Records from a dataset:
PR #103, opened 2021-06-18
333 role fixes according to role matrix

Divinare:
Closes https://github.com/HSLdevcom/bultti/issues/333

Note: currently only admins can accept pre and post inspections. We'll implement double accept later where also operator can accept their owns inspections

Questions:
* Should I remove those methdos marked with TODO: remove? Note: I don't want this PR to be merged with any new TODO's so something needs to be done with them (I found like 5-8 unused resolvers)
* Is guardPlannedUnitExecutionRequirementResolvers OK that it has allowedRoles: [UserRole.HSL]?
* refreshEquipmentInCatalogueMutation: this was OK to be available for all roles
* Shouldn't we remove DEV Load sanctions button from post inspection's page? We have devResolver for that, if ever want to test running some functions in backend.
* "Sopimuksessa mukana toggle" - is the endpoint of this now correctly restricted by role checks? I guess admins and operators can do it or am I right? Can't easilly find which resolver this checkbox calls....

How to test this PR:

* Test every action/resolver with every role (admin, hsl user, operator). Ensure that each action has access rights according to our access right table: https://gitlab.hsl.fi/bultti/bultti-testaus/bultti/-/wikis/Ka%CC%88ytto%CC%88oikeudet
* You should also test opening post inspections that are in DRAFT with operator and HSL user - shouldn't work.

Task requirements » Set down exactly the lines of the data above, beginning with the line that has "333 role fixes according to role matrix" and ending with the line that has "How to test", and no others.

Answer area »
333 role fixes according to role matrix

Divinare:
Closes https://github.com/HSLdevcom/bultti/issues/333

Note: currently only admins can accept pre and post inspections. We'll implement double accept later where also operator can accept their owns inspections

Questions:
* Should I remove those methdos marked with TODO: remove? Note: I don't want this PR to be merged with any new TODO's so something needs to be done with them (I found like 5-8 unused resolvers)
* Is guardPlannedUnitExecutionRequirementResolvers OK that it has allowedRoles: [UserRole.HSL]?
* refreshEquipmentInCatalogueMutation: this was OK to be available for all roles
* Shouldn't we remove DEV Load sanctions button from post inspection's page? We have devResolver for that, if ever want to test running some functions in backend.
* "Sopimuksessa mukana toggle" - is the endpoint of this now correctly restricted by role checks? I guess admins and operators can do it or am I right? Can't easilly find which resolver this checkbox calls....

How to test this PR:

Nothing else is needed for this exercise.